Harrisburg Shakespeare Company is celebrating its nineteenth year performing in Reservoir Park, and is bringing to the stage the most famous love story ever written, William Shakespeare’s Romeo and Juliet. Performances will be held at the Levitt Pavilion in Reservoir Park, Harrisburg, June 1-2, 6-9, and 13-16 at 7:30 p.m.
This iconic romantic tragedy follows these innocent young lovers as they fall victim to family hatred and cruel destiny. Timeless and deeply moving, Romeo and Juliet forsake their own families and risk everything to be together.
Romeo and Juliet will be directed by local director/stage manager/actor and longtime Gamut affiliate, Karen Ruch. Ruch has worked on over a dozen of HSC’s Free Shakespeare in the Park productions, and has directed HSC’s mainstage productions of The Tempest and Lysistrata.
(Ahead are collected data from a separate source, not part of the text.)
PR #4602, opened 2026-05-20
Use constants for label values of counter metric

divergentdave:
This introduces constants for the values of the `type` label on `janus_step_failures`. This should make it easier to keep initialization and other code in sync during future changes, by inspecting references of each of these constants throughout the codebase. I also eliminated some runtime string formatting by adding the peer aggregator's role to a match block.


tgeoghegan (approved):

jcjones (approved):
I like it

Ruch has set the production in what she calls “a re-imagined New Orleans in the early 20th Century.”
She continues: “In this place, the Old World and the New World have converged. Social class, religion and ethnicity have blended to varying degrees of success. In this time, new industrial innovation and social change are rocking traditional foundations. Music and mysticism play an important role.”
Ruch gains her inspiration for the production concept from the play’s own setting, “steeped in tradition, but rotting from neglect and stagnation.”
“The ancient conflict between the Capulets and Montagues has taken on a life of its own,” Ruch explained. “The characters on both sides seem to have forgotten the original grudge, and now they just fight to preserve the animosity. They have all defined themselves by their hate of ‘the Other,’ and they have lost any sense of common ground. It is in the midst of all this confusing enmity that Romeo and Juliet meet. The conditioned hatred is forgotten as instinctive and primal emotion takes over. We want to carry hope that their young love will be revolutionary and triumph in its ability to unite the families; however, their love is too tender for this world and their lives too fragile.”